Her chamber music partners include Steven Isserlis, Rohan de Saram, Renaud
Capucon, Augustin Dumay and Jörg Widmann. Momo and sister Mari Kodama,
meanwhile, form a piano duo that plays the core repertoire and premieres new
works.
Momo Kodama’s recital repertoire reaches from Bach to the
avant-garde. A major part of her performance schedule is dedicated to
contemporary music, and Messiaen has been a special focus. In 2002, on the 10th
anniversary of Messiaen's death, she performed his Turangalîla Symphony, Les
Visions de l'Amen with her sister Mari, and Les vingt regards sur
l'enfant-Jésus in a series of highly successful concerts. In the Messiaen
centenary year 2008 she received awards in Japan for a concert series dedicated
to the composer. At the Festival La Roque d'Antheréon 2006, at the urging of
Yvonne Loriod-Messiaen, she premiered, with Isabelle Faust, Messiaen's
Fantasie for violin and piano, a piece written in 1933 but never
previously performed. Her recordings of the Vingt regards sur
l’enfant-Jésus and the Catalogue d’Oiseaux for Triton, received high
critical acclaim.
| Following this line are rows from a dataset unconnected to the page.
PR #3363, opened 2018-12-16
Resolve #3288

### LINKED ISSUE #3288: Components get disabled on updates
Hello !

I have a weird issue with components getting disabled when they are updated via API.
Everytime I update a component with the PUT Method directly on `https://cachet/component/:id` and do not specify `enabled` in the body, the component gets disabled.

BR,
Pascal

TakeMeNL:
If Binput::get('enabled') is not defined this will return NULL which resulted in a false.
Also updated tests


app/Http/Controllers/Api/ComponentController.php
```diff
@@ -124,7 +124,7 @@ public function update(Component $component)
                 Binput::get('link'),
                 Binput::get('order'),
                 Binput::get('group_id'),
-                (bool) Binput::get('enabled'),
+                Binput::get('enabled') !== null ? (bool) Binput::get('enabled') : $component->enabled,
```
jbrooksuk: I think that this can be:

```php
(bool) Binput::get('enabled', $component->enabled)
```

TakeMeNL: Yes indeed.. That would be better, updated in new commit/squash

PR #3377, opened 2018-12-28
Updated doctrine and emoji packages

### LINKED ISSUE #3373: Upgrade doctrine/dbal
To be done after upgrading to Laravel 5.7.

GrahamCampbell:
Closes #3373.


config/emoji.php
```diff
@@ -23,4 +23,38 @@
...
+    |--------------------------------------------------------------------------
+    | Cache Connection
+    |--------------------------------------------------------------------------
+    |
+    | Here you may tell us what cache connection to use. To use the default,
+    | set this to null.
+    |
+    */
+
+    'connection' => null,
```
jbrooksuk: Shall we use `CACHE_DRIVER` on this?

GrahamCampbell: Nah. Setting to null means when we call `->store()` on the cache driver, we really do get the default. if we were to use env in the config file, we're making assumptions about the way the user has setup their cache config.

PR #3381, opened 2018-12-29
Add newline before timezone line

TakeMeNL:
Add newline before timezone line on index page in the footer.
It just looks a bit nicer because the div is only max pixels wide.


jbrooksuk:
I'm going to close this as the new design should eliminate this issue.

You can find more about the progress on the new design at [CachetHQ/Phoebe](https://github.com/CachetHQ/Phoebe).

PR #3382, opened 2018-12-30
Upgraded dependencies following XSS vulnerability discovery

GrahamCampbell:
Includes the fix to https://github.com/thephpleague/commonmark/issues/337.


GrahamCampbell:
Note that Cachet 2.3 is using CommonMark 0.13.x, so is unaffected by this vulnerability.

PR #3402, opened 2019-01-03
Authenticate with REMOTE_USER

### LINKED ISSUE #3243: Header-based authentication (e.g. REMOTE_USER)
Are there plans to support fronting Cachet with an authenticating web proxy? For example, a frontend web proxy authenticates the user, and passes the authenticated user name to Cachet via an HTTP header or environment variable, which Cachet can then trust implicitly.

This type of configuration allows users to use arbitrary authentication methods (including LDAP, CAS, SAML, OAuth, OIDC, etc.) without needing to add this functionality directly into Cachet's code base.

This possibility was mentioned in a few other issues that I saw, but it didn't look like it was addressed. Our team uses this pattern with a lot of applications that don't natively support things like OAuth and SAML authentication

jbrooksuk:
Closes #3243 

---

Right, so I've not written any tests for this yet, but I want to know if this is the right way of doing things since I've not got a method of testing. 

Ping @jcmcken


GrahamCampbell:
This doesn't seem very secure? All you need is someone's email, then you can login as them?

jbrooksuk:
> This doesn't seem very secure? All you need is someone's email, then you can login as them?

Which is what's leading me to believe I've done this wrong?

GrahamCampbell:
I guess the point of this header is that it can only be set by the internal proxy. This middleware should definitely not be enabled in Cachet by default, and should be turned on only by those who are using Cachet behind such a proxy.

joecohens:
What if we use the apiToken with this header as well instead of the email if the header is truly needed?

jcmcken:
There are two general ways to do this:

* Using a header
* Using the runtime environment (an environment variable)

The first option requires the end user to set up the authenticating web server in a particular way. If the proxy and the app are co-located on the same machine, the app must run on 127.0.0.1 at a minimum. If not, more work is required (e.g. you must authenticate the proxy to Cachet or use layer 4 network protections).

The second option requires that the proxy and app are co-located and is generally more secure. Clients have no ability to set environment variables on the runtime process. Only the web server / runtime launcher can do this. Although it's Python, you can read [the Django documentation](https://docs.djangoproject.com/en/2.1/howto/auth-remote-user/) which explains some of these issues (which are of course not language specific).

jbrooksuk:
@jcmcken are you able to test this? :)

jbrooksuk:
Ping @jcmcken!

jbrooksuk:
@jcmcken I've fixed the conflicts, if you can please give this another go?

jbrooksuk:
I'm going to merge this so we can move on with other bits. We can always look at creating accounts later on.

PR #3481, opened 2019-02-19
API cache control

### LINKED ISSUE #3479: Caching / rate limiting for API
I just had an issue where my server got a huge number of hits to the `/api/v1/status` endpoint, which basically killed my PHP-FPM server (it hit the maximum number of workers, preventing people from connecting to any other sites in the same pool).

Does Cachet cache the response to this API call? It would be good to cache its response (even if only for a short period of time, like 30 seconds), so that a large number of hits don't cause any perf issues. If a lot of hits come in at the same time, they could all receive the cached response rather than having to recompute it + hit the DB.

jbrooksuk:
Closes #3479 

---

This adds the `Cache-Control` middleware to the status endpoint of a max-age of now + 30 seconds. Before this gets merged, the added time needs to be variable (with a default of 30?) so that other endpoints can use it as needed.

Ping @Daniel15 on this one.

### DIFF
--- a/app/Http/Middleware/CacheControl.php
+++ b/app/Http/Middleware/CacheControl.php
@@ -19,8 +19,9 @@ class CacheControl
     /**
      * Handle an incoming request.
      *
-     * @param  \Illuminate\Http\Request  $request
-     * @param  \Closure  $next
+     * @param \Illuminate\Http\Request $request
+     * @param \Closure                 $next
+     *
      * @return mixed
      */
     public function handle(Request $request, Closure $next)
--- a/app/Http/Middleware/CacheControl.php
+++ b/app/Http/Middleware/CacheControl.php
@@ -1,0 +1,36 @@
+<?php
+
+/*
+ * This file is part of Cachet.
+ *
+ * (c) Alt Three Services Limited
+ *
+ * For the full copyright and license information, please view the LICENSE
+ * file that was distributed with this source code.
+ */
+
+namespace CachetHQ\Cachet\Http\Middleware;
+
+use Closure;
+use Illuminate\Http\Request;
+
+class CacheControl
+{
+    /**
+     * Handle an incoming request.
+     *
+     * @param  \Illuminate\Http\Request  $request
+     * @param  \Closure  $next
+     * @return mixed
+     */
+    public function handle(Request $request, Closure $next)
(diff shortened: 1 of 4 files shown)


app/Http/Middleware/CacheControl.php
```diff
@@ -0,0 +1,37 @@
...
+     *
+     * @return mixed
+     */
+    public function handle(Request $request, Closure $next)
+    {
+        $response = $next($request);
+
+        $maxAge = time() + 30;
+
+        $response->header('Cache-Control', 'public,max-age='.$maxAge);
```
Daniel15: I wonder if it's also worth sending a `Last-Modified` date, and handling requests with an `If-Modified-Since` header (return `304 Not Modified` if the content hasn't changed). Perhaps that's overkill though, and it'd require a bit more work, as ideally you'd want to bail out of most of the work if you can quickly determine that there have been no changes since the specified date.

tests/Api/GeneralTest.php
```diff
@@ -42,4 +44,36 @@ public function test_non_acceptable_content_type()
...
+                         'status'  => 'success',
+                         'message' => 'System operational',
+                     ],
+                 ]);
+    }
+
+    public function test_can_get_system_status_not_success()
+    {
+        factory(Component::class)->create([
+            'status' => 3,
```
Daniel15: Is there a constant you can use here, instead of the magic number `3`?

app/Http/Middleware/CacheControl.php
jbrooksuk: `Last-Modified` could be worked out by the latest component or incident that affected the status, yes.

tests/Api/GeneralTest.php
jbrooksuk: Not currently. There will be added difficulty in this once we allow people to configure their own status values as well.

app/Http/Middleware/CacheControl.php
jbrooksuk: @Daniel15 actually, what I said above is a bit more complicated as we don't store the global state anywhere, so we'd have to re-fetch the components in the middleware. As you say, this may be overkill anyway, so I'm going to merge this as-is.

PR #3520, opened 2019-03-14
Show current ongoing maintenance, not just future ones.

blontrock:
Without this, the maintenance on the dashboard disappears once it starts. It should only disappear when the maintenance is completed.


jbrooksuk:
I don't think this is needed anymore.

Issue #3314, opened 2018-11-06
Add incident update description in notifications sent by email


labolanimichele:
At the current status of 2.4, the email notifications sent out when an incident is updated do not contain the "Message" one enters in the UI for the incident update.

What I enter in the UI is:
![image](https://user-images.githubusercontent.com/22618797/48074953-5f263c80-e1e2-11e8-8fc8-936eea799a9a.png)

-----------------
Here what I receive right now (w)

**Test Incident 1 was updated to Identified**
Test Incident 1 was updated

Thanks,
Status Page

Unsubscribe — Manage subscription

-----------------

I would recommend the following changes:
- add the update message
- add information on the status of the component (currently only the status of the incident is reported)
- add an hyperlink easy to find to the incident page on the UI
- remove the repetition of the title ("Test Incident 1 was updated")

jbrooksuk:
Makes sense to me!

jbrooksuk:
Please feel free to take this issue up as well :)

MinThaMie:
This is fixed right? Otherwise I could take a look at the stuff that is still left over, but I'm not sure what that is atm.

jbrooksuk:
We need to get some tests in that prove that notifications are sent etc.

jbrooksuk:
Thank you for your input on Cachet 2.x. We are shifting our attention and resources to Cachet 3.x and will no longer be supporting the 2.x version. If your feedback or issue is relevant to the 3.x series, we encourage you to engage with the new branch.

For more information on the Cachet rebuild and our plans for 3.x, you can read the announcement [here](https://github.com/CachetHQ/Cachet/discussions/4342).

We appreciate your understanding and look forward to your contributions to the new version.

PR #3540, opened 2019-04-10
Include incident update message in mail notification

jzinkweg:
Mostly revolves #3314.

As component updates are notified separately and they are optional in the incident I haven't included that requested item.


jbrooksuk:
Awesome, thanks!

Issue #3559, opened 2019-04-24
Completed_at date maintenance is should be required


MinThaMie:
The `completed_at` date  for maintenance is not required, but this will break the showing of the maintenance message on the dashboard. 

There is also no validation on the `completed_at` being after the `scheduled_at`, this should probably also be added.

Pimorez:
I think this issue isn't completely correct. If you fill in the 'completed_at' field, the maintenance will not be shown rather than what you're saying that it is not shown when not filled in.

jbrooksuk:
Also, the completed at is the time that the maintenance completed, not the due date for completion. Maybe we could separate this information though.

jbrooksuk:
Thank you for your input on Cachet 2.x. We are shifting our attention and resources to Cachet 3.x and will no longer be supporting the 2.x version. If your feedback or issue is relevant to the 3.x series, we encourage you to engage with the new branch.

For more information on the Cachet rebuild and our plans for 3.x, you can read the announcement [here](https://github.com/CachetHQ/Cachet/discussions/4342).

We appreciate your understanding and look forward to your contributions to the new version.

PR #3560, opened 2019-04-24
Make enddate required and validated

MinThaMie:
Fixes https://github.com/CachetHQ/Cachet/issues/3559 

It makes the end date of maintenance required and it also validates if the end date is after the begin date.

### DIFF
--- a/app/Bus/Commands/Schedule/CreateScheduleCommand.php
+++ b/app/Bus/Commands/Schedule/CreateScheduleCommand.php
@@ -70,7 +70,7 @@ final class CreateScheduleCommand
         'message'      => 'nullable|string',
         'status'       => 'required|int|min:0|max:2',
         'scheduled_at' => 'required|string',
-        'completed_at' => 'nullable|string',
+        'completed_at' => 'required|string',
         'components'   => 'nullable|array',
     ];
 
--- a/app/Models/Schedule.php
+++ b/app/Models/Schedule.php
@@ -103,6 +103,7 @@ class Schedule extends Model implements HasPresenter
         'name'         => 'required|string',
         'message'      => 'nullable|string',
         'status'       => 'required|int|between:0,2',
+        'completed_at' => 'after_or_equal:scheduled_at'
     ];
 
     /**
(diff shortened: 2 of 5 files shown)


app/Bus/Commands/Schedule/CreateScheduleCommand.php
```diff
@@ -70,7 +70,7 @@ final class CreateScheduleCommand
         'message'      => 'nullable|string',
         'status'       => 'required|int|min:0|max:2',
         'scheduled_at' => 'required|string',
-        'completed_at' => 'nullable|string',
+        'completed_at' => 'required|string',
```
jbrooksuk: I don't think this makes sense. Maintenance could (and should) be scheduled ahead of time, so the completed time can't be known.

app/Models/Schedule.php
```diff
@@ -103,6 +103,7 @@ class Schedule extends Model implements HasPresenter
         'name'         => 'required|string',
         'message'      => 'nullable|string',
         'status'       => 'required|int|between:0,2',
+        'completed_at' => 'after_or_equal:scheduled_at',
```
jbrooksuk: I didn't know about `after_or_equal`, that's cool! Should probably be `nullable` though (see above comment).

app/Bus/Commands/Schedule/CreateScheduleCommand.php
MinThaMie: But this PR is also cool and would break if it is `nullable`: https://github.com/CachetHQ/Cachet/pull/3520 What is your opinion on that?

app/Models/Schedule.php
MinThaMie: Cool :) Will keep this, and based on our discussion above I'll add that

app/Bus/Commands/Schedule/CreateScheduleCommand.php
jbrooksuk: I think we should revisit that bit of the system then, because it clearly isn't making sense :)

Wouter0100: Personally we use `completed_at` as a maximum completion time for the maintenance window.

MinThaMie:
I'm no longer using Cachet so I'll close the PR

In 2008 she commissioned Toshio Hosokawa’s Stunden
Blumen, a work with the same instrumentation as Messiaen’s Quatuor pour
la fin du temps, and performed both pieces at festivals in Lucerne, Paris,
Hamburg and Vienna.
A number of composers have written works for Kodama.
She is also the dedicatee of works including Lichtstudie 3 by Jörg
Widmann, which she premiered at the Lucerne Festival, and Echo by Ichiro
Nodaira, which was composed for Momo and Mari Kodama.